Material shown >>
PR #376, opened 2019-01-29
WebBrowser: Last character in created json message was missing.

Alboin:
- Windows 10
- Visual Studio 15.7.6
- QT Community 4.6.1
- CMake 3.11.2
- Python 3.6 (32-bit)

### DIFF
--- a/modules/webbrowser/src/properties/propertycefsynchronizer.cpp
+++ b/modules/webbrowser/src/properties/propertycefsynchronizer.cpp
@@ -114,7 +114,7 @@ bool PropertyCefSynchronizer::OnQuery(CefRefPtr<CefBrowser> browser, CefRefPtr<C
         if (nextValPos == std::string::npos) {
             LogWarn("Missing enclosing } in: " + requestStr);
         } else {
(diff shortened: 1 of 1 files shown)


modules/webbrowser/src/properties/propertycefsynchronizer.cpp
```diff
@@ -114,7 +114,7 @@ bool PropertyCefSynchronizer::OnQuery(CefRefPtr<CefBrowser> browser, CefRefPtr<C
         if (nextValPos == std::string::npos) {
             LogWarn("Missing enclosing } in: " + requestStr);
         } else {
-            auto message = requestStr.substr(0, nextValPos);
+            auto message = requestStr.substr(0, nextValPos + 1);
```
petersteneteg, line 117: you should really use our json library to do the json parsing... look in ext/json...

ResearchDaniel: Agree, but that would be another PR

ResearchDaniel (approved):

PR #380, opened 2019-01-31
Base: InputSelector: Fix for updatePorts being called multiple times while deserialzing

r-englund:
An inports onConnect function is called several times while deserializing a network. Once per connected outport, first time it is called it only has one connection, second time two connections and so on. This lead to losing which option was selected when serializing and always the first connected port would be used.

### DIFF
--- a/modules/base/include/modules/base/processors/inputselector.h
+++ b/modules/base/include/modules/base/processors/inputselector.h
@@ -80,6 +80,7 @@ private:
     OptionPropertyInt selectedPort_;
 
     void updateOptions();
+    bool updatedNedded_ = true;
 };
 
 template <typename Inport, typename Outport>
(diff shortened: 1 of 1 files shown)


petersteneteg (approved):
Looks like something that we maybe should solve in the deserialization? Would that be possible?

modules/base/include/modules/base/processors/inputselector.h
```diff
@@ -113,9 +114,12 @@ InputSelector<Inport, Outport>::InputSelector()
 
 template <typename Inport, typename Outport>
 void InputSelector<Inport, Outport>::updateOptions() {
+    std::string selectedID;
+    if(selectedPort_.size() != 0){
+        selectedID = selectedPort_.getSelectedIdentifier();
+    }
```
martinfalk: `TemplateOptionProperty::replaceOptions` should be used. It takes care of maintaining the selected item, if it continues to exist.

martinfalk (changes requested):

modules/base/include/modules/base/processors/inputselector.h
```diff
@@ -114,28 +114,20 @@ InputSelector<Inport, Outport>::InputSelector()
...
-    if(selectedPort_.size() != 0){
-        selectedID = selectedPort_.getSelectedIdentifier();
-    }
-    selectedPort_.clearOptions();
-    
-    int idx = 0;
+    std::vector<OptionPropertyIntOption> options;
+
     for (auto port : inport_.getConnectedOutports()) {
         auto id = port->getProcessor()->getIdentifier();
```
petersteneteg, line 120: Should this be identifier or displayname?

martinfalk: Suggesting `getDisplayName()` since that one will be more informative. See #381

martinfalk (approved):

PR #387, opened 2019-02-05
Fix/utf8 bom

ResearchDaniel:
Fixes issue where the BOM-character in csv-files saved by Excel where interpreted as real data. We now ignore the BOM when reading CSV and text files.


petersteneteg (approved):
👍

PR #388, opened 2019-02-05
Fix/numberedit

martinfalk:
* new widget `NumerLineEdit` based on a Qt SpinBox with the following improvements
   - needs less space (QSpinBox reserves space for lower/upper limit including full precision making it really wide for arbitrary precision)
   - if the number does not fit, it is rounded. If still too long, it is shown in scientific notation
   - full number shown during editing
   - accepts scientific notation, i.e. `1.434e-4` (also for integer values, assuming positive exponent)
* proper alignment of sliders and spinboxes in property list
* `NumberLineEdit` replaces all `CustomDoubleSpinBoxQt` widgets for ordinal and range properties
* `Spherical` and `SpinBoxSpherical` semantics have wrap-around enabled for phi and theta

**Before:**
image

**After:**
image

**While editing**
image

### DIFF
--- a/modules/qtwidgets/src/numberlineedit.cpp
+++ b/modules/qtwidgets/src/numberlineedit.cpp
@@ -37,13 +37,14 @@
 #include <QDoubleValidator>
 #include <QEvent>
 #include <QLocale>
+#include <QStyleOptionSpinBox>
+#include <QStyle>
+#include <QApplication>
 #include <warn/pop>
 
 #include <numeric>
 #include <unordered_map>
 #include <array>
-
-#pragma optimize("", off)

Exercise goal >> Quote the whole listing above, leaving nothing out.

Result of this task >>
PR #376, opened 2019-01-29
WebBrowser: Last character in created json message was missing.

Alboin:
- Windows 10
- Visual Studio 15.7.6
- QT Community 4.6.1
- CMake 3.11.2
- Python 3.6 (32-bit)

### DIFF
--- a/modules/webbrowser/src/properties/propertycefsynchronizer.cpp
+++ b/modules/webbrowser/src/properties/propertycefsynchronizer.cpp
@@ -114,7 +114,7 @@ bool PropertyCefSynchronizer::OnQuery(CefRefPtr<CefBrowser> browser, CefRefPtr<C
         if (nextValPos == std::string::npos) {
             LogWarn("Missing enclosing } in: " + requestStr);
         } else {
(diff shortened: 1 of 1 files shown)


modules/webbrowser/src/properties/propertycefsynchronizer.cpp
```diff
@@ -114,7 +114,7 @@ bool PropertyCefSynchronizer::OnQuery(CefRefPtr<CefBrowser> browser, CefRefPtr<C
         if (nextValPos == std::string::npos) {
             LogWarn("Missing enclosing } in: " + requestStr);
         } else {
-            auto message = requestStr.substr(0, nextValPos);
+            auto message = requestStr.substr(0, nextValPos + 1);
```
petersteneteg, line 117: you should really use our json library to do the json parsing... look in ext/json...

ResearchDaniel: Agree, but that would be another PR

ResearchDaniel (approved):

PR #380, opened 2019-01-31
Base: InputSelector: Fix for updatePorts being called multiple times while deserialzing

r-englund:
An inports onConnect function is called several times while deserializing a network. Once per connected outport, first time it is called it only has one connection, second time two connections and so on. This lead to losing which option was selected when serializing and always the first connected port would be used.

### DIFF
--- a/modules/base/include/modules/base/processors/inputselector.h
+++ b/modules/base/include/modules/base/processors/inputselector.h
@@ -80,6 +80,7 @@ private:
     OptionPropertyInt selectedPort_;
 
     void updateOptions();
+    bool updatedNedded_ = true;
 };
 
 template <typename Inport, typename Outport>
(diff shortened: 1 of 1 files shown)


petersteneteg (approved):
Looks like something that we maybe should solve in the deserialization? Would that be possible?

modules/base/include/modules/base/processors/inputselector.h
```diff
@@ -113,9 +114,12 @@ InputSelector<Inport, Outport>::InputSelector()
 
 template <typename Inport, typename Outport>
 void InputSelector<Inport, Outport>::updateOptions() {
+    std::string selectedID;
+    if(selectedPort_.size() != 0){
+        selectedID = selectedPort_.getSelectedIdentifier();
+    }
```
martinfalk: `TemplateOptionProperty::replaceOptions` should be used. It takes care of maintaining the selected item, if it continues to exist.

martinfalk (changes requested):

modules/base/include/modules/base/processors/inputselector.h
```diff
@@ -114,28 +114,20 @@ InputSelector<Inport, Outport>::InputSelector()
...
-    if(selectedPort_.size() != 0){
-        selectedID = selectedPort_.getSelectedIdentifier();
-    }
-    selectedPort_.clearOptions();
-    
-    int idx = 0;
+    std::vector<OptionPropertyIntOption> options;
+
     for (auto port : inport_.getConnectedOutports()) {
         auto id = port->getProcessor()->getIdentifier();
```
petersteneteg, line 120: Should this be identifier or displayname?

martinfalk: Suggesting `getDisplayName()` since that one will be more informative. See #381

martinfalk (approved):

PR #387, opened 2019-02-05
Fix/utf8 bom

ResearchDaniel:
Fixes issue where the BOM-character in csv-files saved by Excel where interpreted as real data. We now ignore the BOM when reading CSV and text files.


petersteneteg (approved):
👍

PR #388, opened 2019-02-05
Fix/numberedit

martinfalk:
* new widget `NumerLineEdit` based on a Qt SpinBox with the following improvements
   - needs less space (QSpinBox reserves space for lower/upper limit including full precision making it really wide for arbitrary precision)
   - if the number does not fit, it is rounded. If still too long, it is shown in scientific notation
   - full number shown during editing
   - accepts scientific notation, i.e. `1.434e-4` (also for integer values, assuming positive exponent)
* proper alignment of sliders and spinboxes in property list
* `NumberLineEdit` replaces all `CustomDoubleSpinBoxQt` widgets for ordinal and range properties
* `Spherical` and `SpinBoxSpherical` semantics have wrap-around enabled for phi and theta

**Before:**
image

**After:**
image

**While editing**
image

### DIFF
--- a/modules/qtwidgets/src/numberlineedit.cpp
+++ b/modules/qtwidgets/src/numberlineedit.cpp
@@ -37,13 +37,14 @@
 #include <QDoubleValidator>
 #include <QEvent>
 #include <QLocale>
+#include <QStyleOptionSpinBox>
+#include <QStyle>
+#include <QApplication>
 #include <warn/pop>
 
 #include <numeric>
 #include <unordered_map>
 #include <array>
-
-#pragma optimize("", off)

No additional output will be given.